[Material supplied]

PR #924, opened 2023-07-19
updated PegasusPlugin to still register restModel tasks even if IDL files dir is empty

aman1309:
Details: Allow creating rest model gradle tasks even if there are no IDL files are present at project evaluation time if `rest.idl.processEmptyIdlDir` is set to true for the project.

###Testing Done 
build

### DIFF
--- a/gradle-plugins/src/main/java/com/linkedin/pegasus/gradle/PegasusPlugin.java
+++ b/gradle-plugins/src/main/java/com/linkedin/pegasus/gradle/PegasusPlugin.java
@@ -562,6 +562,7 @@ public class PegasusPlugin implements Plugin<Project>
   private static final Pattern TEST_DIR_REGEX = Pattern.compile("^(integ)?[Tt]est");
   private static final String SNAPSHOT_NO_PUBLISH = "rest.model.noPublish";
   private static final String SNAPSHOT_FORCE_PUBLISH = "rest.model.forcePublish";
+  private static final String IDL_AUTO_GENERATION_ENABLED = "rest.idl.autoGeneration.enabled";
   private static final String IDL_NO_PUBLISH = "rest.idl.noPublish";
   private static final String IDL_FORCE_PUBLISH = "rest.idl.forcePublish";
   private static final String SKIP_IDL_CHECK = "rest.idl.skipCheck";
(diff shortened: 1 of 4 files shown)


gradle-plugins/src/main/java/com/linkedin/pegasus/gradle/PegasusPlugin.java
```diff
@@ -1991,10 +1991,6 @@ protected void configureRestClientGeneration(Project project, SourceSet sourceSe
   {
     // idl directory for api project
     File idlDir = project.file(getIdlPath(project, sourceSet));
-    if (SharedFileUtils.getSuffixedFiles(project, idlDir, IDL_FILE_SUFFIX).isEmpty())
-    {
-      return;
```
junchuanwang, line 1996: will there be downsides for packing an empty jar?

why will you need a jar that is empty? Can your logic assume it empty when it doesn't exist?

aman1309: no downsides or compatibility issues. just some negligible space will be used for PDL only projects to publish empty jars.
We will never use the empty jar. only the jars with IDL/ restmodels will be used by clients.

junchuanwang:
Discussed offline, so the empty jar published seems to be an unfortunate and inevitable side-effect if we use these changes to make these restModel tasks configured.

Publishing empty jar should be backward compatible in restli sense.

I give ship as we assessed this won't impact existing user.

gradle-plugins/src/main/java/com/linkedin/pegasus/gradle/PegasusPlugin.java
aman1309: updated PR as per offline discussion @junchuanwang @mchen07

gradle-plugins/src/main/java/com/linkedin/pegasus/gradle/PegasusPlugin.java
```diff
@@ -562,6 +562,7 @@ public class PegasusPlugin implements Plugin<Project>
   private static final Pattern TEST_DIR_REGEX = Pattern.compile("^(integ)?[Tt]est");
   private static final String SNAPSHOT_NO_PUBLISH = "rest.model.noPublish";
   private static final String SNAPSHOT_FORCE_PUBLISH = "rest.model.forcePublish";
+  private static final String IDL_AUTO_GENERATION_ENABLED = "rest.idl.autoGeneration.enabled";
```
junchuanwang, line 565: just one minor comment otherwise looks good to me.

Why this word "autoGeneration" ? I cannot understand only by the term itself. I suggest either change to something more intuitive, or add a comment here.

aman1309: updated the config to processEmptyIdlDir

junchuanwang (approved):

[/Material supplied]
[Material supplied]

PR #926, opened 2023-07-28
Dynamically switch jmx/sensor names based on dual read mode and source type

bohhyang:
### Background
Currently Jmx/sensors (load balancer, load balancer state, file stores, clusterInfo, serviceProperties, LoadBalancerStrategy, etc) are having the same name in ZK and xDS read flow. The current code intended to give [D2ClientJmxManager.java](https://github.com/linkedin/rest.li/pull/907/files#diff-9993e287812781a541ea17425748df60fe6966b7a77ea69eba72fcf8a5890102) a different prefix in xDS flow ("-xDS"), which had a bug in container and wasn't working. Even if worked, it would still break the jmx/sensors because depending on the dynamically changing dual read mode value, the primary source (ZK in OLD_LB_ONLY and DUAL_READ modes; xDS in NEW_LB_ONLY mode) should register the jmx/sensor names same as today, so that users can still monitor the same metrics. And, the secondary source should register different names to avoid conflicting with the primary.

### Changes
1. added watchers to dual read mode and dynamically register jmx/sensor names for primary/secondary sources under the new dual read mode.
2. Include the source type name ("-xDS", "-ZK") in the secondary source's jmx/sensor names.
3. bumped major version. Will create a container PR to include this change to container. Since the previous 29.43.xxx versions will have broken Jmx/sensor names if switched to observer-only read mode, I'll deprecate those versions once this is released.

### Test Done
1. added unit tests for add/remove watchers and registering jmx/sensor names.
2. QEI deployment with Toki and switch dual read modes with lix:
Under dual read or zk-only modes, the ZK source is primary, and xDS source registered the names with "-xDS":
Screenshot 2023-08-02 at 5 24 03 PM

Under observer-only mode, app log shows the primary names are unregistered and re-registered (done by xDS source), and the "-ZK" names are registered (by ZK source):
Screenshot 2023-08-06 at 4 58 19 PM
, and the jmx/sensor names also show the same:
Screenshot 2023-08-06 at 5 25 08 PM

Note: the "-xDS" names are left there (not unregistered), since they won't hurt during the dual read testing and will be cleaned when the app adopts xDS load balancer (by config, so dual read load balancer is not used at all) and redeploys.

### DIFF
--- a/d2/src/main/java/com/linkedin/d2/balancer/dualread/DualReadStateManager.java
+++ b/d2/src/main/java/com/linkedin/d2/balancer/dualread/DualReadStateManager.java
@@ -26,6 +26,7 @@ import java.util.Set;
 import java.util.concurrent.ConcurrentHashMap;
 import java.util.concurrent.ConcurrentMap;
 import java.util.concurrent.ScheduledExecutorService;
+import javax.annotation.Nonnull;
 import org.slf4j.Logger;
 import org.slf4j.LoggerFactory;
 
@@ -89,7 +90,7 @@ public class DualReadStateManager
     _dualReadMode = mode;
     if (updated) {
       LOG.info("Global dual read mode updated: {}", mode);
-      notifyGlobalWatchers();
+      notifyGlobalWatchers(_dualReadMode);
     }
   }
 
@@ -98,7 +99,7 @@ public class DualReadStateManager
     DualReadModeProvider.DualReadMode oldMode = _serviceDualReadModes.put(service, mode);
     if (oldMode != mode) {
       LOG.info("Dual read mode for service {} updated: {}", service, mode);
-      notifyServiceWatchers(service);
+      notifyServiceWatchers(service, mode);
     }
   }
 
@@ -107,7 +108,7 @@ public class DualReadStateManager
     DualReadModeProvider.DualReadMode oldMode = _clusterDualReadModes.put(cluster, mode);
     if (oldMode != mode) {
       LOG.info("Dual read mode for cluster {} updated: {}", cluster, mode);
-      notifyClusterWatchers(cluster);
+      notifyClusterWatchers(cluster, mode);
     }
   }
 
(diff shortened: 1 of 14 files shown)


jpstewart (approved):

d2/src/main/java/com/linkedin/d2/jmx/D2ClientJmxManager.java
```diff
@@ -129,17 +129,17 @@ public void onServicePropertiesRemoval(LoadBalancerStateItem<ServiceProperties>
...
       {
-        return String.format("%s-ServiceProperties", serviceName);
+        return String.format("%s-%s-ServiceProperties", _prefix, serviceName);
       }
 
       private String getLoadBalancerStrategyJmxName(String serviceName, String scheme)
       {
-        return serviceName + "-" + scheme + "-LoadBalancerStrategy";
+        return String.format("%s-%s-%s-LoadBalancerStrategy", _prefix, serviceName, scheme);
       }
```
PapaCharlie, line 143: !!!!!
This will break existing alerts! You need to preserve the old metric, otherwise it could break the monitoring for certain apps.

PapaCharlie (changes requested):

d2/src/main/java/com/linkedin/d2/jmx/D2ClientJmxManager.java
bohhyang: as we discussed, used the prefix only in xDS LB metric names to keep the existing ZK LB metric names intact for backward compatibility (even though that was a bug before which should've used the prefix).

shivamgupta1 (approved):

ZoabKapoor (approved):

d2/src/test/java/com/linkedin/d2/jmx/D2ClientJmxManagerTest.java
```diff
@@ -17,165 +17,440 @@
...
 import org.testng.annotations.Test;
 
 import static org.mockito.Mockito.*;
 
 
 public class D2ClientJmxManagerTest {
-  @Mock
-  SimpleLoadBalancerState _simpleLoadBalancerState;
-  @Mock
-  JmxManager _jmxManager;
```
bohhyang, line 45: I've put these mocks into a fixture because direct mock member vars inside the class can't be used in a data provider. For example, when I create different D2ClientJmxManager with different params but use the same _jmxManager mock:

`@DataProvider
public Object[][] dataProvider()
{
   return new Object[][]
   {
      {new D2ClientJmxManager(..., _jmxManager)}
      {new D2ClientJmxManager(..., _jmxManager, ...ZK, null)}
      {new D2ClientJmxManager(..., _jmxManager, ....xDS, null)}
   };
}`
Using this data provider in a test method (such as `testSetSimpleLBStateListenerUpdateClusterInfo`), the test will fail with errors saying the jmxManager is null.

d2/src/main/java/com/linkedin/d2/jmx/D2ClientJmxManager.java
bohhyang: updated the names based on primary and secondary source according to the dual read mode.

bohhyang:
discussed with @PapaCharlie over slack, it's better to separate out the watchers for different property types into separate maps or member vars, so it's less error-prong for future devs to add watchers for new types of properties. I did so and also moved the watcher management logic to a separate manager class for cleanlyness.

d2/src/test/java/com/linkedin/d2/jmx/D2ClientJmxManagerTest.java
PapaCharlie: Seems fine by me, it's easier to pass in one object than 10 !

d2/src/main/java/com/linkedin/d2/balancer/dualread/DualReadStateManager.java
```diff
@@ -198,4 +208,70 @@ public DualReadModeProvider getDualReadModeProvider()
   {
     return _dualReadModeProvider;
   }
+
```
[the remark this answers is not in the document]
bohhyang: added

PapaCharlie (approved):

[/Material supplied]
[Material supplied]

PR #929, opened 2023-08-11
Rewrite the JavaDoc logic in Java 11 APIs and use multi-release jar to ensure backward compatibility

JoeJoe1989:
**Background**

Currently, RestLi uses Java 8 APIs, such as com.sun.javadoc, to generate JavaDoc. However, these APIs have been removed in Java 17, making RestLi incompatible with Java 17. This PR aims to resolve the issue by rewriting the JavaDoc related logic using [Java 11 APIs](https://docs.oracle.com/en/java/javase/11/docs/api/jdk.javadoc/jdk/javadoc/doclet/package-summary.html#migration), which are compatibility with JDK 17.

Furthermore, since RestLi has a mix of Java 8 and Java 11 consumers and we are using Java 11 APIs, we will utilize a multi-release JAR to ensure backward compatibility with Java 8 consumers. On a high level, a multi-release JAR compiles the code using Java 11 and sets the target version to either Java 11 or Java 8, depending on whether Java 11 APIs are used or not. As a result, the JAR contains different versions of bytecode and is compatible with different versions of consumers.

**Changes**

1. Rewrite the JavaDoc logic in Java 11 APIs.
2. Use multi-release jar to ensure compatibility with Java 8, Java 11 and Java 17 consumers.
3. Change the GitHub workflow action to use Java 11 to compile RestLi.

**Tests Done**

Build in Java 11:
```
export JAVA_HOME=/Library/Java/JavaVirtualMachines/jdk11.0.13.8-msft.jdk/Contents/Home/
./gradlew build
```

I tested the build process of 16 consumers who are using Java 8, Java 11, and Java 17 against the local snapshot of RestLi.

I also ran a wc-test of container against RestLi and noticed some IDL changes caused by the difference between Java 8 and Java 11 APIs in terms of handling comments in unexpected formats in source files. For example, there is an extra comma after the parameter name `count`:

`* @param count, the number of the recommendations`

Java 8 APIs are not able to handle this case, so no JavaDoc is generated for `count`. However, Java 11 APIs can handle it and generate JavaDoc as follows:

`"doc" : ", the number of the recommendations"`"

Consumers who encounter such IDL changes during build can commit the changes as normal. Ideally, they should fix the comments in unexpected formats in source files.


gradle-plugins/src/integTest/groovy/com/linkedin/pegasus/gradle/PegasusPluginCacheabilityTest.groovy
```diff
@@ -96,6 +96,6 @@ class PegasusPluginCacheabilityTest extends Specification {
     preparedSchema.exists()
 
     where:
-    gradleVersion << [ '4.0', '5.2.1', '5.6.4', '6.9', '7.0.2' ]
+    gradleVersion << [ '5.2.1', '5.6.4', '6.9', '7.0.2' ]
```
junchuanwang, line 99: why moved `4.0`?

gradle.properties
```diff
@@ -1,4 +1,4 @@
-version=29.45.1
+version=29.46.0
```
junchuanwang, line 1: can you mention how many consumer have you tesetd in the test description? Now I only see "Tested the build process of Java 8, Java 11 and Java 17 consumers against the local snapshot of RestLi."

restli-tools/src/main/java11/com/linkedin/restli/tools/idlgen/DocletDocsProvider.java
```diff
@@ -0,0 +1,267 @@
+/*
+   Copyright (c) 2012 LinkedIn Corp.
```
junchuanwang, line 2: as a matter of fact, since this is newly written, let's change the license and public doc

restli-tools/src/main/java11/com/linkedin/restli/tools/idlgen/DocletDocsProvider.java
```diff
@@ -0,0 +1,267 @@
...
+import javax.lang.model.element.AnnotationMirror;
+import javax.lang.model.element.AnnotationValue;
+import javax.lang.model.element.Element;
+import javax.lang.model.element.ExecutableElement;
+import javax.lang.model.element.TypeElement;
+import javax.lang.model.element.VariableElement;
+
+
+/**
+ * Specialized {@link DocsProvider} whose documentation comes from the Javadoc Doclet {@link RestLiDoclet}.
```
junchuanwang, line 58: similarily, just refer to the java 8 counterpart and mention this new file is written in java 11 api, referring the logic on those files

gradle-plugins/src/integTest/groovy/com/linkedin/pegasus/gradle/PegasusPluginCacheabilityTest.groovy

[/Material supplied]

[Exercise aim]
In the listing above, find each line with the word "formats" and copy it out.

[Exercise output]
I also ran a wc-test of container against RestLi and noticed some IDL changes caused by the difference between Java 8 and Java 11 APIs in terms of handling comments in unexpected formats in source files. For example, there is an extra comma after the parameter name `count`:
Consumers who encounter such IDL changes during build can commit the changes as normal. Ideally, they should fix the comments in unexpected formats in source files.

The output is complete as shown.